With a few dozen servers total, I have servers at work that have not had a
failure in 8+ years, and we have some hardware that is 12+ years, and until
office and data centre moves recently we had hardware that had not been
rebooted for 5 years.

We have moved everything to VMs that we take hourly copies of, and can
redeploy most of our VMs in minutes because we do know we need to be prepared
for hardware failures, and occasionally face them, but they are rare events at
our scale.

For people with even smaller setups, with only a handful of servers, they cane
easily have periods of years without any failures. Then it's easy for people
to get complacent.

------
RockyMcNuts
I've gotten one of those emails and thought, OK it's gonna reboot, not a
problem for that instance, has no persistent data I care about.

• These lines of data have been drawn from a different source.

PR #32, opened 2025-02-28
WIP: add broadcast functionality

bmckerry:
This PR adds the ability to broadcast a message from a step to multiple downstream steps

### DIFF
--- a/py/sentry_streams/example_config.py
+++ b/py/sentry_streams/example_config.py
@@ -33,9 +33,30 @@ map = Map(
     function=EventsPipelineMapFunctions.simple_map,
 )
 
-sink = KafkaSink(
-    name="kafkasink",
+branch_1 = Map(
+    name="mybranch1",
     ctx=pipeline,
     inputs=[map],
+    function=EventsPipelineMapFunctions.simple_map,
+)
+
+branch_2 = Map(
+    name="mybranch2",
+    ctx=pipeline,
+    inputs=[map],
+    function=EventsPipelineMapFunctions.simple_map,
+)
+
+sink_1 = KafkaSink(
+    name="kafkasink1",
+    ctx=pipeline,
+    inputs=[branch_1],
     logical_topic="transformed-events",
+)
+
+sink_2 = KafkaSink(
+    name="kafkasink2",
+    ctx=pipeline,
+    inputs=[branch_2],
+    logical_topic="transformed-events-2",
 )
--- a/py/tests/test_pipeline.py
+++ b/py/tests/test_pipeline.py
@@ -18,7 +18,6 @@ from sentry_streams.user_functions.sample_filter import (
 def setup_basic_flink_env() -> (
     Generator[tuple[StreamExecutionEnvironment, RuntimeTranslator], None, None]
 ):
-
     # TODO: read from yaml file
     environment_config = {
         "topics": {
@@ -253,3 +252,56 @@ def test_import(
 
     with pytest.raises(ImportError):
         iterate_edges(pipeline, translator)
+
+
+def broadcast_pipeline() -> Pipeline:
+    pipeline = Pipeline()
+
+    source = KafkaSource(
+        name="myinput",
+        ctx=pipeline,
+        logical_topic="logical-events",
+    )
+
+    map = Map(
+        name="mymap",
+        ctx=pipeline,
+        inputs=[source],
+        function="sentry_streams.unknown_module.EventsPipelineFunctions.simple_map",
+    )
+
+    branch_1 = Map(
+        name="mybranch1",
+        ctx=pipeline,
+        inputs=[map],
+        function=EventsPipelineMapFunctions.simple_map,
+    )
+
+    branch_2 = Map(
+        name="mybranch2",
+        ctx=pipeline,
+        inputs=[map],
+        function=EventsPipelineMapFunctions.simple_map,
+    )
+
+    _ = KafkaSink(
+        name="kafkasink1",
+        ctx=pipeline,
+        inputs=[branch_1],
+        logical_topic="transformed-events",
+    )
+
+    _ = KafkaSink(
+        name="kafkasink2",
+        ctx=pipeline,
+        inputs=[branch_2],
+        logical_topic="transformed-events-2s",
+    )
+
+    return pipeline
+
+
+def test_broadcast(
+    pipeline: Pipeline = broadcast_pipeline(),
+) -> None:
+    assert pipeline.outgoing_edges["mymap"] == ["mybranch1", "mybranch2"]


py/sentry_streams/example_config.py
```diff
@@ -33,9 +34,36 @@
     function=EventsPipelineMapFunctions.simple_map,
 )
 
-sink = KafkaSink(
-    name="kafkasink",
+broadcast = Broadcast(
+    name="broadcast",
     ctx=pipeline,
     inputs=[map],
+)
```
fpacifici, line 41: Why do we need a broadcast step ? 

Isn't this enough 
```
ranch_1 = Map(
    name="mybranch1",
    ctx=pipeline,
    inputs=[map],
    function=EventsPipelineMapFunctions.simple_map,
)

branch_2 = Map(
    name="mybranch2",
    ctx=pipeline,
    inputs=[map],
    function=EventsPipelineMapFunctions.simple_map,
)
```

If two steps have the same input step we should not need an intermediate one.
Other question is whether the absence of an explicit node that performs the broadcast is actually counter intuitive (it may be) but that would be solved by inverting the dependencies rather than adding a node that does nothing semantically. That would be a matter of discussion beyond the scope of this PR.

bmckerry: Having a broadcast step felt more in-line with the rest of the API, although I agree it isn't necessary and am open to implicitly doing broadcast instead. I'll start looking into that.

py/sentry_streams/user_functions/sample_filter.py
```diff
@@ -14,17 +19,3 @@ def wrong_type_filter(value: str) -> str:  # type: ignore[empty-body]
...
-    Sample user-defined functions to
-    plug into pipeline
-    """
-
-    @staticmethod
-    def simple_map(value: str) -> str:
-        d = json.loads(value)
-        res: str = d.get("name", "no name")
-
-        return "hello " + res
```
bmckerry, line 30: this was accidentally included in `sample_filter.py`, I broke map functions out into their own file

py/sentry_streams/runner.py
```diff
@@ -87,13 +79,17 @@ def main() -> None:
...
         },
         "broker": args.broker,
     }
 
     pipeline: Pipeline = pipeline_globals["pipeline"]
     runtime = load_adapter(AdapterType.FLINK, environment_config)
     translator = RuntimeTranslator(runtime)
+    from pprint import pprint
+
+    pprint(pipeline.__dict__)
```
fpacifici, line 92: Please remove

fpacifici (changes requested):
I think it is time to start writing proper unit tests. 
This PR is merged and it introduced a Dummy stream adapter https://github.com/getsentry/streams/commit/3644c772b96dc80e925511987a3cf8409fdd0a9b#diff-e3dbc72f4c52984eb50f72448876045ab92591904f8bb26e9f2d47bf3b2571e4R7-R31.

Which means that can be mocked or new mock adapters can be created for the unit tests.

Now what you can do is to create a unit test where you create a pipeline and call this method passing the dummy adapter. Then you can do one of these two  things:
1. assert the calls to a mock of the dummy adapter are performed.
2. create a dummy adapter (or update the existing one) that keeps a data structure containing the dataflow and write assertions on that.

fpacifici (commented):
I think you should split the sentry_stream part from the sentry_flink part. They are now two separate libraries. 
Please make the change to the sentry_streams part first, you should be able to build that in isolation, then the test will pass.

ayirr7:
Can we add an example pipeline, or, modify an existing pipeline in `examples/` to demonstrate how to use the broadcast functionality? 

You can test with the Dockerized Flink setup to see if the data is ending up in the topic(s)

sentry_flink/tests/test_pipeline.py
```diff
@@ -24,7 +24,6 @@
 def setup_basic_flink_env() -> (
     Generator[tuple[StreamExecutionEnvironment, RuntimeTranslator], None, None]
 ):
-
```
ayirr7, line 27: just a nit to remove extra line

bmckerry: this was a formatting change, ruff didn't like the whitespace there

If you'd prefer I keep it I can find some way to disable it for this repo

ayirr7: it's fine, not a big issue

was just saying that bc it makes the diff cleaner / easier to review but really not that important

sentry_streams/tests/test_runner.py
```diff
@@ -0,0 +1,35 @@
...
+import pytest
+
+from sentry_streams.adapters.stream_adapter import RuntimeTranslator
+from sentry_streams.pipeline import Filter, KafkaSource, Map, Pipeline
+from sentry_streams.runner import iterate_edges
+
+
+@pytest.fixture
+def pipeline() -> Pipeline:
+    pipeline = Pipeline()
```
ayirr7, line 12: A nit but this is a bit difficult to read. Can we change the structure so that it looks more like the Pipeline() initializations we have in `examples/`?

sentry_flink/uv.lock
ayirr7, line 1: we shouldn't need to commit changes to this file IIUC.

sentry_streams/sentry_streams/runner.py
```diff
@@ -36,20 +36,12 @@ def iterate_edges(p_graph: Pipeline, translator: RuntimeTranslator[Stream, Strea
...
-                    output_step_name = output_steps.pop()
-
+                for output in output_steps:
                     # check if the inputs are fanning in
-                    if len(p_graph.incoming_edges[output_step_name]) > 1:
-                        pass
-
-                    # 1:1 between input and output stream
+                    if len(p_graph.incoming_edges[output]) > 1:
+                        print(f"fan-in detected: {output}")
```
fpacifici, line 42: Please remove.

sentry_streams/tests/test_runner.py
```diff
@@ -0,0 +1,35 @@
...
+    translator = RuntimeTranslator(runtime)
+    iterate_edges(pipeline, translator)
+
+    runtime.assert_has_calls(
+        [
+            call.source(pipeline.steps["source1"]),
+            call.map(pipeline.steps["step1"], runtime.source()),
+            call.filter(pipeline.steps["step2"], runtime.map()),
+            call.map(pipeline.steps["step3"], runtime.filter()),
+            call.map(pipeline.steps["step4"], runtime.filter()),
```
fpacifici, line 33: How does this work? 

these calls to `runtime.source()`, `runtime.map()`, etc. are part of the calls on the mock as the expressions are evaluated before `assert_has_calls`

fpacifici (commented):
Please address the missing comments then it is ok.

sentry_streams/tests/test_runner.py
bmckerry: only now do I realize how funny this looks

sentry_streams/tests/test_runner.py
bmckerry: > How does this work?

no idea

All I know is the `assert_has_calls` only passes if I pass those `runtime.*` calls as each`translate_step` call has this `input_stream` argument, which is the previous step: https://github.com/getsentry/streams/blob/main/sentry_streams/sentry_streams/runner.py#L55

bmckerry: I guess `assert_has_calls` is only asserting that a certain ordered subset of the calls exist, not the entire set of calls to the mock object

sentry_streams/sentry_streams/runner.py
```diff
@@ -36,24 +36,12 @@ def iterate_edges(p_graph: Pipeline, translator: RuntimeTranslator[Stream, Strea
...
-                        pass
-
-                    # 1:1 between input and output stream
-                    else:
-                        next_step: WithInput = cast(WithInput, p_graph.steps[output_step_name])
-                        print(f"Apply step: {next_step.name}")
-                        # TODO: Make the typing align with the streams being iterated through. Reconsider algorithm as needed.
-                        next_step_stream = translator.translate_step(next_step, input_stream)  # type: ignore
-                        step_streams[next_step.name] = next_step_stream
+                for output in output_steps:
```
ayirr7, line 39: Thanks for the refactor here

(context) The old structure with if-elses was there just in case we needed to do something special for fan-in or fan-out

sentry_flink/uv.lock
ayirr7, line 1: Let's remove this one too

bmckerry: @ayirr7 I looked at the [docs](https://docs.astral.sh/uv/guides/projects/#uvlock), they make it sound like the uv lockfile should contain the exact versions of packages used by this project and is updated automatically by `uv` - since our project requires setuptools (from our [pyproject](https://github.com/getsentry/streams/blob/main/sentry_flink/pyproject.toml#L2)) I feel like it makes sense to include it in the lockfile? Just so I understand, what's the reasoning for not updating the lockfile?

ayirr7 (approved):
I think you need to merge main and then, if CI is still broken, split up the PR

fpacifici (approved):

Then it kept running, but there was no way to reboot it from EC2 console or
ssh, so that was a bit of a problem, had to get support to do it.

Moral - reboot it yourself at a convenient time.

------
keithgabryelski
To work in AWS's system you must have redundant nodes -- such that any single
node can be rebooted without affecting the system as a whole.

Notification that your system is on old hardware that has been deprecated is
part of the price of doing business in this cloud system.

As others have noted: yes, it is a little tense (is this my production
database or my Continuous Integrations machine) -- The email you get just
gives you an aws-id token, so you must look it up.

but, AWS has enough components that help you build resilient systems that, if
you've done you job correctly, you shouldn't care about these messages other
than the labor of spinning up a replacement.

------
chris_wot
What, you don't get notified?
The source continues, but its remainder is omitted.